Beeldje van Rembrandt van Rijn in St. Annaparochie
Sint-Annaparochie heeft een beeldje van Rembrandt, omdat deze schilder hier een keer getrouwd is. Verder stelt het dorp niet veel voor.
Oude Bildtzijl, vierkanten kerktoren met logement
In Oudebildtzijl ontmoeten we een echtpaar, waarvan de man gisteren, op 7-7, 77 jaar was geworden. Hij vierde dat in het dorp waar hij geboren is, namelijk in Oudebildtzijl. Zijn kinderen hadden deze festiviteiten betaald. Hij wacht op een taxi die hem naar zijn woonplaats elders in Friesland moet terugbrengen. We maken een gezellig babbeltje met hem. Hij verwacht dat we verderop weinig cafés tegen zullen komen. ‘Je gaat daar de zwarte hoek in. Je weet wel van de zwarte kousen’.

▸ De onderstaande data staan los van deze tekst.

PR #364, opened 2023-04-24
stdalgos (1/10): team-level API, and rst update for release 4.2

fnrizzi:
Add team-level API to and convert to rst the following algorithms:
```
Kokkos_AdjacentFind.hpp
Kokkos_Count.hpp
Kokkos_CountIf.hpp
Kokkos_AllOf.hpp
Kokkos_AnyOf.hpp
Kokkos_NoneOf.hpp
```

NOTE: this follows the new structure for documenting the API, but does not use sphinx because the lack of properly aligning things make things quite unreadable.

Open individual html with Firefox (must be firefox or it won't display correctly) [Archive.zip](https://github.com/kokkos/kokkos-core-wiki/files/12736817/Archive.zip)

Example of what `count` rendered:

image

image


cedricchevalier19 (approved):
It renders correctly even on safari.

PR #369, opened 2023-05-01
Add documentation for Kokkos::printf

masterleinad:
Corresponds to https://github.com/kokkos/kokkos/pull/6083.

### DIFF
--- a/docs/source/API/core/printf.rst
+++ b/docs/source/API/core/printf.rst
@@ -1,0 +1,16 @@
+``Kokkos::printf``
+=================
+
+.. role:: cppkokkos(code)
+    :language: cppkokkos
+
+Defined in header ``<Kokkos_Core.hpp>``
+
+.. code-block:: cpp
+
+    template <typename... Args>
+    KOKKOS_FUNCTION void printf(const char* format, Args... args);
+
+Prints the data specified in ``format`` and ``args...`` to ``stdout``.
+The behavior is analogous to ``std::printf``, but the return type is ``void``
+to ensure a consistent behavior across backends.
--- a/docs/source/API/core/Utilities.rst
+++ b/docs/source/API/core/Utilities.rst
@@ -7,6 +7,7 @@ Utilities
    ./utilities/abort
    ./utilities/all
    ./utilities/complex
+   ./utilities/printf
    ./utilities/timer
    ./utilities/device_id
    ./utilities/num_threads


docs/source/API/core/printf.rst
```diff
@@ -0,0 +1,17 @@
...
+
+Defined in header ``<Kokkos_Core.hpp>``
+
+.. code-block:: cpp
+
+    template <typename... Args>
+    KOKKOS_FUNCTION int printf(const char* format, Args... args);
+
+For the Serial backend, ``Kokkos::printf`` is implemented in terms of ``std::printf`` printing the data specified in ``format`` and ``args...`` to ``stdout``.
+Returns the number of characters written if successful or a negative value if an error encountered.
```
ajpowelsnl, line 15: A few questions:

1) for serial implementations, `Kokkos::printf` just calls `std::printf`, and it is only in this case that formatted arguments will be printed to `stdout`. while in all other non-serial cases, you'll only have an `int` to `stdout`?

2) By "successful" vs. "error encountered," do you mean in the print statement itself?

3) For the non-serial cases, how useful is it to have a print statement return an `int` representing the characters that were written?  I'm assuming there's some difficulty in returning the characters themselves in the non-serial cases .... ?

docs/source/API/core/printf.rst
```diff
@@ -0,0 +1,17 @@
...
+
+The implementation for other backends emulates this behavior.
```
ajpowelsnl, line 17: By the "emulates this behavior," do you mean in all of the non-serial cases across all of the backends?

Final ask:  would it be possible for you to give a examples of serial and non-serial cases to see the difference in what you see in `stdout`?

docs/source/API/core/printf.rst
masterleinad: 1. No, they typically all print to stdout in the same way.
2. Yes, if, e.g., there is an encoding error, `std::printf` would return a negative value instead of the numbers of characters written. It's not quite clear what all of the device implementations would do in that (edge) case.
3. We could just not return anything but the idea is to wrap `std::printf` on the host and make a best effort to be close to that on the device.

docs/source/API/core/printf.rst
masterleinad: I don't have an example. `printf` behaves the same for all implementations right now to the bets of my knowledge but we don't necessarily want to promise that there might not be any deviations for device implementations.

ajpowelsnl: Group comment:

- Revisit once code PR is merged

PR #552, opened 2024-07-12
List backend-specific `IndexType` for `ExecutionPolicy`

JBludau:
In a discussion on slack it came up, that the `IndexType` of `ExecutionPolicy` does not always default to `int64_t` as stated in the documentation.

From looking at the implementation it defaults to the `size_type` of the `MemorySpace` that is associated with the `ExecutionSpace` given to the `ExecutionPolicy`. Therefore, this PR adds a table with the backend-specific `size_type` to the `MemorySpace` page and adds a link to it in the common arguments page of the `ExecutionPolicy` page.

### DIFF
--- a/docs/source/API/core/Execution-Policies.rst
+++ b/docs/source/API/core/Execution-Policies.rst
@@ -82,7 +82,7 @@ Execution Policies generally accept compile time arguments via template paramete
 
     * * IndexType
       * ``IndexType<int>``
-      * Specify integer type to be used for traversing the iteration space. Defaults to ``int64_t``.
+      * Specify integer type to be used for traversing the iteration space. Defaults to the ``size_type`` of `MemorySpaceConcept <memory_spaces.html#typedefs>`__.
 
     * * LaunchBounds
       * ``LaunchBounds<MaxThreads, MinBlocks>``
--- a/docs/source/API/core/Execution-Policies.rst
+++ b/docs/source/API/core/Execution-Policies.rst
@@ -81,8 +81,8 @@ Execution Policies generally accept compile time arguments via template paramete
       * Specify scheduling policy for work items. ``Dynamic`` scheduling is implemented through a work stealing queue. Default is machine and backend specific.
 
     * * IndexType
-      * ``IndexType<int>``
-      * Specify integer type to be used for traversing the iteration space. Defaults to the ``size_type`` of `ExecutionSpaceConcept <execution_spaces.html#typedefs>`__.
+      * e.g. ``IndexType<int>``
+      * Specify integer type to be used for traversing the iteration space. Defaults to the ``size_type`` of `ExecutionSpaceConcept <execution_spaces.html#typedefs>`__. Can affect the performance depending on the backend.
 
     * * LaunchBounds
       * ``LaunchBounds<MaxThreads, MinBlocks>``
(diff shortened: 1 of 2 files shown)


docs/source/API/core/memory_spaces.rst
```diff
@@ -152,6 +153,26 @@ Typedefs
...
+ :header-rows: 1
+
+ * - Space
+   - ``size_type``
+ * - ``Cuda*``
+   - ``unsigned int``
+ * - ``HIP*``
+   - ``unsigned int``
+ * - ``SYCL*``
+   - ``int``
```
masterleinad, line 169:
```suggestion
 * - ``Cuda``
   - ``unsigned int``
 * - ``HIP``
   - ``unsigned int``
 * - ``SYCL``
   - ``int``
```
or am I missing why you are adding `*` to these three backends?

JBludau: hmm it was due to the type being linked to the `MemorySpace`, thus I added the wildcard.
But I agree, that it feels like it should be backend-specific (so far it is, but each `MemorySpace` impl could define it differently). We could decide to just communicate it as backend-specific, which we fulfill at the moment.

docs/source/API/core/Execution-Policies.rst
```diff
@@ -82,7 +82,7 @@ Execution Policies generally accept compile time arguments via template paramete
 
     * * IndexType
       * ``IndexType<int>``
-      * Specify integer type to be used for traversing the iteration space. Defaults to ``int64_t``.
+      * Specify integer type to be used for traversing the iteration space. Defaults to the ``size_type`` of `MemorySpaceConcept <memory_spaces.html#typedefs>`__.
```
masterleinad, line 85:
```suggestion
      * Specify integer type to be used for traversing the iteration space. Defaults to the ``size_type`` of the execution space.
```

docs/source/API/core/memory_spaces.rst
masterleinad: It's not quite clear to me why a memory space needs to have a `size_type` (as opposed to the execution space)` and I would rather list that member there or at least additionally.

JBludau: changed to point to the execution space now

docs/source/API/core/execution_spaces.rst
```diff
@@ -310,6 +311,27 @@ Typedefs
...
+ * - ``HIP``
+   - ``unsigned int``
+ * - ``SYCL``
+   - ``int``
+ * - ``OpenACC``
+   - ``size_t``
+ * - ``OpenMPTarget``
+   - ``unsigned int``
+ * - All host spaces
+   - ``size_t``
```
dalg24, line 333: I am not sure whether I would want to spell out what these currently are.
Maybe instead we could comment that they are implementation defined and that backends effectively have picked different signed or unsigned integer types with width 32 or 64 bits.

masterleinad: I agree.

dalg24: Sounds good

masterleinad (approved):

docs/source/API/core/execution_spaces.rst
JBludau: done

masterleinad (approved):

ajpowelsnl (commented):
Looks good!  All done?  Do the links work?

JBludau:
> Looks good! All done? Do the links work?

yeah, all done

PR #553, opened 2024-07-12
favor link to common template arguments page over copy of the table in many `ExecutionPolicies`

JBludau:
It just makes more sense to not repeat ourselves I think...
Came up in the wake of #552


masterleinad (approved):

ajpowelsnl:
Anything else needed for this PR ?  Have we checked to make sure the links work : )

PR #561, opened 2024-08-06
Add note about ChunkSize explicit constructor since 4.4

tcclevenger:
I chose to use a "note", but I'm happy to switch to a "warning" or bold text (done other places) or other suggestions.

### DIFF
--- a/docs/source/API/core/policies/RangePolicy.rst
+++ b/docs/source/API/core/policies/RangePolicy.rst
@@ -30,7 +30,7 @@ Synopsis
 .. code-block:: cpp
 
     struct Kokkos::ChunkSize {
-        ChunkSize(int value_);
+        explicit ChunkSize(int value_);
     };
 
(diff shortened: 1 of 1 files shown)


nliber (approved):
I think that is fine.  While the code fix is a breaking change, my expectation is that virtually no one took advantage of the previous behavior and if they did, the change to their code is minimal and not unexpected when working with C++.

dalg24 (commented):
We don't want the `explicit` specifier here https://github.com/kokkos/kokkos-core-wiki/pull/561/files#diff-1e20fae80dae2837b5fdb19d79a210e4c1602b9e060f53f90f315eaa794a18d1R98
?

**edit** I mean besides the note you added

tcclevenger:
@dalg24 added `explicit` specifier.

masterleinad (approved):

Vijf kilometer verderop is iemand zijn haag aan het snoeien. Zeker niet van de zwartekousenkerk. Bij hem laten we onze bidons vullen met water. Ook praten we met hem nog wat over de Elfstedentochten voor schaatsers. In Ferwerd gebruiken we een lichte lunch. De twee dames die serveren zien er niet uit alsof zij zelf dikwijls fietstochten maken. Ze zijn nogal ‘stevig’ gebouwd. Het is heerlijk zonnig en er staat geen wind achter het glas van het terras.
Dokkum
Dokkum is een vestingstad, te vergelijken met Naarden of Willemstad. Vandaar gaan we langs de Dokkumer Ee naar de hoofdstad van Friesland. In Leeuwarden zoeken we ons mottig naar de camping. Als we hem uiteindelijk gevonden hebben blijkt hij eigenlijk niet meer in gebruik te zijn. De eigenaar, een gepensioneerde boer, woont nu in een flat in Leeuwarden. Er staan nog enkele, vooral zeer oude, caravans. Er is nog plek voor onze tent. We moeten wel wat brandnetels weghalen en het sanitair is ook niet je van het, maar het kost ons niets. ’s Avonds eten we bij de Ier.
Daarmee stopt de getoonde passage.